Hi, Is it legal/sensible to use the 9kg BBQ gas bottles in lieu of renting the 45kg bottles from the large gas suppliers, when a 9kg is about $20, I don't know the cost of filling the 45kg??, rental is $45 per annum, I think?, cheers

----------


## ringtail

It is totally legal to do and I do it because I never got around to getting the big bottles. I'm glad I didn't get them though as I'm sure I'm in front just using 9 kg's with no bottle rental. We only have a gas stove though so a full 9 kg lasts about 5 - 6 months.
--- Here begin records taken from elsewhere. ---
Issue #117, opened 2017-12-12
Computable links validation


vpetrovykh:
In EdgeDB a computable link is indistinguishable in behavior from a regular link. Which means that just like a regular link a computable link must point to *distinct* targets. This means that if we cannot prove that a computable link target only contains distinct objects, we must raise a compile time error.

E.g. the following is an error:
```
SELECT Issue {
    foo := Issue.owner UNION User
};
```
To resolve the error, an explicit `DISTINCT` can be added:
```
SELECT Issue {
    foo := DISTINCT (Issue.owner UNION User)
};
```

In particular, Views with some defined computable links are indistinguishable from Concepts with those same links for the purposes of querying. For example, a path involving a View is guaranteed to produce distinct objects.

1st1:
@elprans are we ready to close this?

elprans:
This is still outstanding.

1st1:
@elprans please lay out the plan to fix this for @vpetrovykh or others.

elprans:
The plan would be to introduce the new inferer for distinctness and enforce it like we do cardinality.

PR #1997, opened 2020-11-25
Multiplicity inference and enforcement

vpetrovykh:
Implement some basic multiplicity inference.
    
The inference is currently hidden behind a `validate_multiplicity`
compiler option due to current limitations of using `DISTINCT` to "fix"
multiplicity inference issues. These issues arise in EdgeQL generated
for schema objects and more broadly for specifying multi links with link
properties using `FOR`.
    
Currently, only the multiplicity tests are actually running with the flag enabled.
    
Issue #117

### DIFF
--- a/edb/edgeql/compiler/inference/multiplicity.py
+++ b/edb/edgeql/compiler/inference/multiplicity.py
@@ -1,0 +1,690 @@
+#
+# This source file is part of the EdgeDB open source project.
+#
+# Copyright 2020-present MagicStack Inc. and the EdgeDB authors.
+#
+# Licensed under the Apache License, Version 2.0 (the "License");
+# you may not use this file except in compliance with the License.
+# You may obtain a copy of the License at
+#
+#     http://www.apache.org/licenses/LICENSE-2.0
+#
+# Unless required by applicable law or agreed to in writing, software
+# distributed under the License is distributed on an "AS IS" BASIS,
+# WITHOUT WARRANTIES OR CONDITIONS OF ANY KIND, either express or implied.
+# See the License for the specific language governing permissions and
+# limitations under the License.
+#
+
+
+"""EdgeQL multiplicity inference.
+
+A top-down multiplicity inferer that traverses the full AST populating
+multiplicity fields and performing multiplicity checks.
+"""
+
+
+from __future__ import annotations
+from typing import *
+
+import functools
+
+from edb import errors
+
+from edb.edgeql import qltypes
+
+from edb.schema import pointers as s_pointers
+
+from edb.ir import ast as irast
+from edb.ir import typeutils as irtyputils
+
+from . import cardinality
+from . import context as inference_context
+
+
+ZERO = qltypes.Multiplicity.ZERO
+ONE = qltypes.Multiplicity.ONE
+MANY = qltypes.Multiplicity.MANY
+
+
+def _max_multiplicity(
+    args: Iterable[qltypes.Multiplicity]
+) -> qltypes.Multiplicity:
+    # Coincidentally, the lexical order of multiplicity is opposite of
+    # order of multiplicity values.
+    arg_list = list(args)
+    if not arg_list:
+        return ZERO
+    else:
+        return min(arg_list)
+
+
+def _common_multiplicity(
+    args: Iterable[irast.Base],
+    *,
+    scope_tree: irast.ScopeTreeNode,
+    ctx: inference_context.InfCtx,
+) -> qltypes.Multiplicity:
+    return _max_multiplicity(
+        infer_multiplicity(a, scope_tree=scope_tree, ctx=ctx) for a in args)
+
+
+@functools.singledispatch
+def _infer_multiplicity(
+    ir: irast.Expr,
+    *,
+    scope_tree: irast.ScopeTreeNode,
+    ctx: inference_context.InfCtx,
+) -> qltypes.Multiplicity:
+    # return MANY
+    raise ValueError(f'infer_multiplicity: cannot handle {ir!r}')
+
+
+@_infer_multiplicity.register
+def __infer_none(
+    ir: None,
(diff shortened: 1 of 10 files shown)


edb/edgeql/compiler/inference/multiplicity.py
```diff
@@ -0,0 +1,701 @@
...
+
+
+@_infer_multiplicity.register
+def __infer_type_introspection(
+    ir: irast.TypeIntrospection,
+    *,
+    scope_tree: irast.ScopeTreeNode,
+    ctx: inference_context.InfCtx,
+) -> qltypes.Multiplicity:
+    # The result is always ONE, but we still want to actually
```
elprans, line 122: This comment seems out of place.

edb/edgeql/compiler/inference/multiplicity.py
```diff
@@ -0,0 +1,701 @@
...
+) -> None:
+    for shape_set, _ in ir.shape:
+        new_scope = cardinality._get_set_scope(shape_set, scope_tree)
+        if shape_set.expr and shape_set.rptr:
+            expr_mult = infer_multiplicity(
+                shape_set.expr, scope_tree=new_scope, ctx=ctx)
+
+            ptrref = shape_set.rptr.ptrref
+            if (expr_mult is MANY and
+                    not ptrref.out_target.is_scalar and
```
elprans, line 142: Use helpers from `irtypeutils.py` instead of accessing `TypeRef` members directly.

edb/edgeql/compiler/inference/multiplicity.py
```diff
@@ -0,0 +1,701 @@
...
+    *,
+    is_mutation: bool=False,
+    scope_tree: irast.ScopeTreeNode,
+    ctx: inference_context.InfCtx,
+) -> qltypes.Multiplicity:
+    rptr = ir.rptr
+    new_scope = cardinality._get_set_scope(ir, scope_tree)
+
+    if rptr is not None:
+        # Validate the source regardless
```
elprans, line 186: Regardless of what?

edb/edgeql/compiler/inference/multiplicity.py
```diff
@@ -0,0 +1,701 @@
...
+    if rptr is not None:
+        rptrref = rptr.ptrref
+
+        # Validate the source
+        infer_multiplicity(rptr.source, scope_tree=new_scope, ctx=ctx)
+
+        if isinstance(rptr.ptrref, irast.TupleIndirectionPointerRef):
+            # All bets are off for tuple elements.
+            return MANY
+        elif ir.typeref.is_scalar or ir.typeref.collection:
```
elprans, line 201: Likewise, use `irtyputils` helpers

edb/edgeql/compiler/inference/multiplicity.py
```diff
@@ -0,0 +1,701 @@
...
+                schema = ctx.env.schema
+                exclusive_constr = schema.get(
+                    'std::exclusive', type=s_constr.Constraint)
+                # We should only have some kind of path terminating in a
+                # property here.
+                assert isinstance(rptrref, irast.PointerRef)
+                _ptr = schema.get_by_id(rptrref.id)
+                assert isinstance(_ptr, s_pointers.Pointer)
+                ptr = _ptr.get_nearest_non_derived_parent(ctx.env.schema)
+                is_unique = (
```
elprans, line 217: There is actually a `Pointer.is_exclusive()` helper for this.

edb/edgeql/compiler/inference/multiplicity.py
```diff
@@ -0,0 +1,701 @@
...
+    ir: irast.SelectStmt,
+    *,
+    scope_tree: irast.ScopeTreeNode,
+    ctx: inference_context.InfCtx,
+) -> qltypes.Multiplicity:
+
+    assert ir.iterator_stmt is not None
+    itexpr = ir.iterator_stmt.expr
+
+    if not isinstance(ir.result, irast.Set):
```
elprans, line 432: `SelectStmt.result` is always a `Set`, this check is redundant.

elprans (approved):
Looks good.  Some minor nits overall.

edb/edgeql/compiler/inference/multiplicity.py
vpetrovykh: This is actually one of the places where you could sneak multiplicity-breaking expression without triggering an error:
```
WITH X := Foo {bar := {Bar, Bar}}
SELECT INTROSPECT TYPEOF X.bar;
```
By the time we get to validating multiplicity, the original expression in the `TYPEOF` is lost. Technically, this is in the same category of nitpicking of whether we validate "unused" expressions, but if we want full consistency then this place should be checked as well.

I've added a longer comment to clarify.

edb/edgeql/compiler/inference/multiplicity.py
vpetrovykh: Updated to use `is_object` instead.

edb/edgeql/compiler/inference/multiplicity.py
vpetrovykh: Yeah, that's old comment (and the line is duplicated, too). Fixed.

edb/edgeql/compiler/inference/multiplicity.py
vpetrovykh: Updated to use `is_object` instead.

edb/edgeql/compiler/inference/multiplicity.py
vpetrovykh: Updated.

edb/edgeql/compiler/inference/multiplicity.py
vpetrovykh: Removed.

Might be a different storey with gas hot water as they chew it.

----------


## wonderplumb

I worked it out to be a little cheaper to run the 45kg bottles than refill one 9kg bottle five times based on the average price of 9kg refills in my local area. There's also the convenience of not having to run off to change it as regularly as you would a 45kg. 
If you do use 9kg bottles the same rules apply as far as prohibited locations, securing, proximity etc etc

----------


## Bros

Just emptied my 45 Kg and sent it back now running on 9kg. We only have a cooktop.

----------


## SabreOne

Gas cooktop only, 9kg bottles since new install, get about 7-8 months per bottle. Would never go back to larger bottles.

----------


## Smurf

For a cooktop only, most people seem to be using 2 x 9kg these days. That's what I have, and it was installed this way by a licensed gas fitter and has the relevant compliance tag etc. 
If it's for heating or hot water then definitely get the big bottles. It's too much hassle to be constantly changing them just to save a few $. It's easier to just leave it to the gas company in that case. 
For the cooktop I get 9 months or so out of a bottle but then I'm a fairly economical cook (always use lids on pans etc). But at a previous house with gas heating, I went through a 45 kg bottle every fortnight in June and July and from speaking to others I think that's pretty typical usage here in Tas. Maybe not so much in a warmer climate.

----------


## Bros

Mine had a two way valve but it was blocked off so I am going to get a second bottle. A mate who volunteers at a church run op shop said just buy a bottle from them that is out of date for $2 and go an exchange it at Bunnings as they don't look at the expiry date.  
I have my order in.

----------


## grantbudd

I went for 2 x 9kgs so I have 3 on the property with the third in the BBQ. That way if anything runs out I have a redundancy  :Redface: ) I also have a contents gauge so I have an idea on whats left in the cylinder....I bought 2 re-tested bottles fully filled for $100 from my gas fitter who does visual inspections on cylinders and refills. Only been running on one for past 3 weeks as that is how old the kitchen is. (900 wide 5 burner cook top only)

----------